“Sales in China are in a very bad situation,“ continued Vanko. “It is not a secret that, generally, the tire market in China is [experiencing] decreases, very deep decreases, because of [the loss of sales in] the US, and because of [declines in] Russian and European markets.”
The Chinese proportion of business has dropped significantly for all equipment suppliers, including overseas players with customers in China, he also pointed out.
In response, Mesnac is now focusing more on developing new projects in overseas countries including the US, Brazil and Mexico. Another target is Iran, now that sanctions have been lifted.
“We have customers all over the world and this number is increasing,” said Vanko. “What is different is that we have more important strategic customers, from the top 10, let’s say.

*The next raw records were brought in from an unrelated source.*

PR #13960, opened 2019-04-09
[netcore] Eliminate circular issue between link-mono and prepare targets

directhex:
As-is, `make runtime` and `make bcl` will fail until after `make prepare` has
been run, but `make prepare` calls `make link-mono` which depends on both
`make runtime` and `make bcl`

Break that circular dependency, so calling `make runtime` on its own works,
on a clean checkout

### DIFF
--- a/netcore/Makefile.am
+++ b/netcore/Makefile.am
@@ -41,12 +41,12 @@ run-sample:
 # COREHOST_TRACE=1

“This is not time to get bigger and bigger: it is time for providing some very precise machines and fulfiling the requirements of the top customers.”
The Mesnac boss went on to identify some helpful trends in the market, including a shift by tire makers from making their own tire-building equipment to purchasing it from outside manufacturers.

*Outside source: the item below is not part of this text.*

PR #13998, opened 2019-04-11
[netcore] hand-craft a dist-recursive rule for System.Private.CoreLib

directhex:
`make dist` stopped erroring in #13961 but didn't actually work, because the relevant Makefile.am was not distributed, causing configure to fail (because the Makefile.am was cited as an input, unconditionally).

“This is a very interesting chance for machinery makers,” said Vanko. “We can provide the R&D, the production and the service. This is the way we would like to go.”
Another positive, he said, is the tire industry’s current drive to use more silica in its rubber compounds: “This new trend in the construction of the tire helps us to be more active in the mixing area. Companies are starting to invest more in the mixing area and looking at modernisation.”
Vanko went on to emphasise that the smart factory project remained Mesnac’s number 1 priority. The company, he said, is continuing to develop integrated automation technology for every stage of tire manufacture, from mixing and testing through to handling and storage.
The concept, he said, is now starting to interest ”even the most conservative customers in the tire sector, who never talked about it before”. This is, in part, because the company now has projects that show the savings that can be made in terms of people, operating costs and footprint on the factory floor.
Efficiencies include optimising processes such as pre-processing polymers and transfer to the mixer, combining polymers according to viscosity and filling the mixer automatically without an operator, the Mesnac VP said.
Another Chinese machinery maker Tianjin Saixiang Technology Co. Ltd (TST), meanwhile, pegged its 2015 annual sales at 362 million yuan (€50 million), down by 51 percent from 2014. The company saw a €13 million net loss last year compared to €7 million net profit in 2014, according to its statement in February.
The statement attributed the slide to a languid market in both China and overseas. TST’s total assets also dropped by 3 percent to €238 million.
Zhang Jiliang, vice general manager of TST said that the industry in China faced some major challenges, and that Chinese tire manufacturers must develop new strategies for the future.
This could include setting up tire plants abroad, for example, in south east Asia, suggested Zhang, citing the examples of Qingdao Sentury Tire Co Ltd and Shandong Linglong Tire Co Ltd, which have new facilities in Thailand.